WHAT THE TASK REQUIRES -
Every record must be restated exactly as written.

Stored data entries

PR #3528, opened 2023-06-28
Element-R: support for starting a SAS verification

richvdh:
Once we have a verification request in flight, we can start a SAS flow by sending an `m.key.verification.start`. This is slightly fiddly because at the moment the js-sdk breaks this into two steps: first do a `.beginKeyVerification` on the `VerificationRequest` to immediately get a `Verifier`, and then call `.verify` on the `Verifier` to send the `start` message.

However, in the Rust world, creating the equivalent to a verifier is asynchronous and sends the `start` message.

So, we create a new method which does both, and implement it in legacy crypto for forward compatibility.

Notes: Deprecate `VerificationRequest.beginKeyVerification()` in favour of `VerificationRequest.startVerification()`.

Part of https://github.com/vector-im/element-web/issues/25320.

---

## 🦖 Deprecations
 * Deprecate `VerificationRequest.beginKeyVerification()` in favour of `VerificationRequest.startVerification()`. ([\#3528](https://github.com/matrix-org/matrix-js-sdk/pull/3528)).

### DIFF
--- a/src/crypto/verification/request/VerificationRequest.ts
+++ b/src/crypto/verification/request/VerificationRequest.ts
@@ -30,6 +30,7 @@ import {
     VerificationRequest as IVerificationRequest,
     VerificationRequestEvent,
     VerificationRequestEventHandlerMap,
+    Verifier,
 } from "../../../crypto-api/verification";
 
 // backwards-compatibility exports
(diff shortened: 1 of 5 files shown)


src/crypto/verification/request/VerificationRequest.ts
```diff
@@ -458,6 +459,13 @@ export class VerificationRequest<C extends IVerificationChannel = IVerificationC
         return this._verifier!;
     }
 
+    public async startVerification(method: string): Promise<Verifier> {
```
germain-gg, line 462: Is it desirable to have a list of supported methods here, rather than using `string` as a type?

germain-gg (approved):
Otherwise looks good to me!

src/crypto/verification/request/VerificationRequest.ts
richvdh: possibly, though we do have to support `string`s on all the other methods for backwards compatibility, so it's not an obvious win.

OUTPUT FOR THIS EXERCISE -
PR #3528, opened 2023-06-28
Element-R: support for starting a SAS verification

richvdh:
Once we have a verification request in flight, we can start a SAS flow by sending an `m.key.verification.start`. This is slightly fiddly because at the moment the js-sdk breaks this into two steps: first do a `.beginKeyVerification` on the `VerificationRequest` to immediately get a `Verifier`, and then call `.verify` on the `Verifier` to send the `start` message.

However, in the Rust world, creating the equivalent to a verifier is asynchronous and sends the `start` message.

So, we create a new method which does both, and implement it in legacy crypto for forward compatibility.

Notes: Deprecate `VerificationRequest.beginKeyVerification()` in favour of `VerificationRequest.startVerification()`.

Part of https://github.com/vector-im/element-web/issues/25320.

---

## 🦖 Deprecations
 * Deprecate `VerificationRequest.beginKeyVerification()` in favour of `VerificationRequest.startVerification()`. ([\#3528](https://github.com/matrix-org/matrix-js-sdk/pull/3528)).

### DIFF
--- a/src/crypto/verification/request/VerificationRequest.ts
+++ b/src/crypto/verification/request/VerificationRequest.ts
@@ -30,6 +30,7 @@ import {
     VerificationRequest as IVerificationRequest,
     VerificationRequestEvent,
     VerificationRequestEventHandlerMap,
+    Verifier,
 } from "../../../crypto-api/verification";
 
 // backwards-compatibility exports
(diff shortened: 1 of 5 files shown)


src/crypto/verification/request/VerificationRequest.ts
```diff
@@ -458,6 +459,13 @@ export class VerificationRequest<C extends IVerificationChannel = IVerificationC
         return this._verifier!;
     }
 
+    public async startVerification(method: string): Promise<Verifier> {
```
germain-gg, line 462: Is it desirable to have a list of supported methods here, rather than using `string` as a type?

germain-gg (approved):
Otherwise looks good to me!

src/crypto/verification/request/VerificationRequest.ts
richvdh: possibly, though we do have to support `string`s on all the other methods for backwards compatibility, so it's not an obvious win.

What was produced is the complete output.